2. La bataille pour le revenu et les droits sociaux est un moment central de la prise en main par les précaires de leur propre mobilité, sur le marché de l’emploi comme sur le territoire. Pour les plus précarisés d’entre nous, les sans-papiers, nous défendons tant la liberté de circulation que le droit à l’installation, avec l’accès égal à l’ensemble des droits sociaux. Il s’agit de modifier les conditions faites aux travailleurs mobiles, immigrés et/ou précaires, en travaillant à l’abolition des dispositifs de contrôle de cette mobilité (le Système d’Information Schengen, par exemple, fonctionne d’ores et déjà comme une frontière mobile et permanente à n’importe quel point du territoire européen ; le suivi de la traçabilité de catégories entières de la population peut être actualisé en temps réel par une simple équipe de police). Nous avons besoin de conquérir de nouveaux droits qui seront à même d’ouvrir, pour tous les précaires et donc pour l’ensemble de la population, de nouveaux espaces de liberté. C’est pour cette raison que nous avons rejoint l’appel pour la régularisation de tous les sans-papiers en Europe et participé au campement noborder à Strasbourg en juillet dernier.

Les mouvements de précaires européens travaillent depuis plusieurs années à l’élaboration et à l’affirmation de revendications communes, que nous avons portées avec les « Marches Européennes contre le chômage, la précarité et les exclusions » lors des sommets européens et des conférences intergouvernementales, dès juillet 1997 (50 000 manifestants venus de toute l’Europe à Amsterdam), puis à Cologne, Nice, Bruxelles, Séville… Mais cette élaboration commune est difficile. Le montant du revenu garanti européen, par exemple, posait problème en raison des grandes disparités locales, économiques et sociales. Nous nous sommes accordés sur un montant égal à la moitié du produit intérieur brut (PIB) par habitant. Ce qui équivaut aux salaires minimum légaux ou pratiqués et lie, loin de tout misérabilisme, le montant du revenu à la richesse sociale d’ensemble et non aux inopérants calculs d’un quelconque « seuil de pauvreté ».
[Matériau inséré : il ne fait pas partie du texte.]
PR #3881, opened 2020-11-09
add depth averaging for compositional field mass

jdannberg:
This pull request adds a new property to the depth average postprocessor, called "composition mass". It computes the average of the product of compositional field and density. This is essential for computing mass balances of compositional fields in compressible models: Because the volume of a blob of compositionally distinct material changes as it moves up or down, the integral over just the composition will not stay the same (in other words, it will look like composition is not conserved). What is conserved is the mass of a compositional field, so this is the quantity one wants to look at in compressible models. 

### For all pull requests:

* [x] I modified an existing test for the new feature in the [tests/](../blob/master/tests/) directory.

Edit: I should also say that this changes the column names for the output of the "composition" property in the depth average files to the actual names of the compositional fields, rather than C_0, C_1, etc, which is apparent in the changes of the test results.


source/simulator/lateral_averaging.cc
```diff
@@ -308,6 +308,42 @@ namespace aspect
...
     };
+
+
+
+    template <int dim>
+    class FunctorDepthAverageFieldMass: public internal::FunctorBase<dim>
+    {
+      public:
+        FunctorDepthAverageFieldMass(const FEValuesExtractors::Scalar &field)
+          : field_(field)
```
gassmoeller, line 319: You would usually turn this around, call the stored member variable `field` and the function parameter `field_`. That way you can use the nicer variable name further down.

source/simulator/lateral_averaging.cc
```diff
@@ -679,10 +715,10 @@ namespace aspect
             functors.push_back(std_cxx14::make_unique<FunctorDepthAverageField<dim>>
                                (this->introspection().extractors.temperature));
           }
-        else if (property_names[property_index].substr(0,2) == "C_")
+        else if (this->introspection().compositional_name_exists(property_names[property_index]))
           {
             const unsigned int c =
-              Utilities::string_to_int(property_names[property_index].substr(2,std::string::npos));
+              this->introspection().compositional_index_for_name(property_names[property_index]);
```
gassmoeller, line 721: Nice improvement.

source/simulator/lateral_averaging.cc
```diff
@@ -725,6 +761,14 @@ namespace aspect
                                (this->introspection().extractors.velocities,
                                 &this->get_gravity_model()));
           }
+        else if (property_names[property_index].substr(property_names[property_index].size()-5) == "_mass")
```
gassmoeller, line 764: I am slightly concerned this creates conflicts with any other property called `something_mass`. Could you make this more secure by checking that the first part fits a compositional field and the last part is `_mass`? E.g.
```
else if (this->introspection().compositional_name_exists(property_names[property_index].substr(0, property_names[property_index].size()-5)) &&
property_names[property_index].substr(property_names[property_index].size()-5) == "_mass")
```

tests/adiabatic_conditions_composition_function/depth_average.gnuplot
```diff
@@ -4,74 +4,74 @@
 #
 # For a description of the GNUPLOT format see the GNUPLOT manual.
 #
-# <depth> <time> <temperature> <C_0> <adiabatic_temperature> <adiabatic_pressure> <adiabatic_density> <adiabatic_density_derivative> <velocity_magnitude> <sinking_velocity> <viscosity> <vertical_heat_flux> <vertical_mass_flux> 
-0 0 1613 0 1613 0 3300 0 7.06667e-16 7.80426e-17 1e+21 3.92932e-08 4.95593e-13 
-289000 0 1613 0 1613 0 3300 0 7.06667e-16 7.80426e-17 1e+21 3.92932e-08 4.95593e-13 
+# <depth> <time> <temperature> <C_1> <adiabatic_temperature> <adiabatic_pressure> <adiabatic_density> <adiabatic_density_derivative> <velocity_magnitude> <sinking_velocity> <viscosity> <vertical_heat_flux> <vertical_mass_flux> <C_1_mass>
```
gassmoeller, line 7: This is curious. Do we start our compositional field names with 1 internally? If so this new output is actually a fix.

source/postprocess/depth_average.cc
```diff
@@ -463,6 +463,10 @@ namespace aspect
 
             if ( output_all_variables || std::find( output_variables.begin(), output_variables.end(), "vertical mass flux") != output_variables.end() )
               variables.push_back("vertical_mass_flux");
+
+            if ( output_all_variables || std::find( output_variables.begin(), output_variables.end(), "composition mass") != output_variables.end() )
```
gassmoeller, line 467: I guess the position of these lines is a trade-off between keeping similar quantities together in the output (C_1 C_1_mass) and breaking compatibility of postprocessing scripts by changing the order of existing columns?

Depuis Florence et Porto Alegre, nous participons au réseau NoVox, qui a vocation à constituer en Europe et au-delà une alliance des « sans » (sans-papiers, sans logis, sans revenu, sans terre...) et à imposer leur présence et leur parole dans les grandes rencontres internationales de l’ « altermondialisation ». En vue du Forum Social Européen de Saint-Denis de novembre prochain, nous préparons deux semaines d’action en avril et en octobre. À l’issue de la seconde, le 30 octobre, nous participerons, partout où c’est possible, à la journée d’action annuelle pour le revenu garanti en Europe.

3. Face à la tendance générale à l’ « activation des dépenses passives » qui tient lieu de politique sociale européenne, la difficulté à construire un mouvement tient beaucoup au fait que l’émergence de la précarité comme norme d’emploi reste le point aveugle d’une conception syndicale du travail (assimilé à l’emploi) et de son supposé envers, le chômage. Cette vision dominante commence pourtant à être partiellement remise en cause. Le développement des luttes de salariés précaires en France, ou, du côté syndical, la première grève générale contre les projets de restriction des droits des chômeurs et précaires en Espagne en juin 2002, tout comme les inéluctables débats tactiques au sein des luttes face à la multiplication des plans sociaux (la défense de l’emploi est-elle vraiment une forme praticable de préservation des garanties salariales ?) démontrent amplement que les intuitions et l’expérience des mouvements de chômeurs et précaires sont porteuses d’avenir, parce qu’elles articulent résistance à l’exploitation, critique de l’emploi et ouverture à un nouveau développement.